WORK TO BE COMPLETED: Please report how many lines in the records below contain the word "ProductDoctor", giving only that number.

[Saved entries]

PR #6545, opened 2026-04-29
ProductDoctor: Add support for the new availability mode

mirekm:
Saleor 3.23 introduced `Shop.useLegacyShippingZoneStockAvailability`. New installations default to the new direct warehouse↔channel stock model (false); existing installations keep the legacy shipping-zone-intersection model (true). The Product Doctor was so far only supporting the legacy semantics, so on direct-mode shops it raised false positives ("warehouse not in shipping zone") and labelled shipping-zone misconfiguration as a purchase blocker - when in direct mode it only blocks shipping.

This PR makes the doctor mode-aware and gives users explicit context about which mode is active.

https://github.com/user-attachments/assets/964d38db-f7c0-4a00-9fc6-c6ec10db08b0

### DIFF
--- a/src/products/components/ProductDoctor/AvailabilityCard.test.tsx
+++ b/src/products/components/ProductDoctor/AvailabilityCard.test.tsx
@@ -1,0 +1,208 @@
+import Wrapper from "@test/wrapper";
+import { fireEvent, render, screen } from "@testing-library/react";
+
+import { AvailabilityCard } from "./AvailabilityCard";
+import { type AvailabilityIssue, type DiagnosticsResult } from "./utils/types";
+
+// usePublicApiVerification hits the live API; stub it for isolated UI tests.
+jest.mock("./hooks/usePublicApiVerification", () => ({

ANSWER BELOW: 3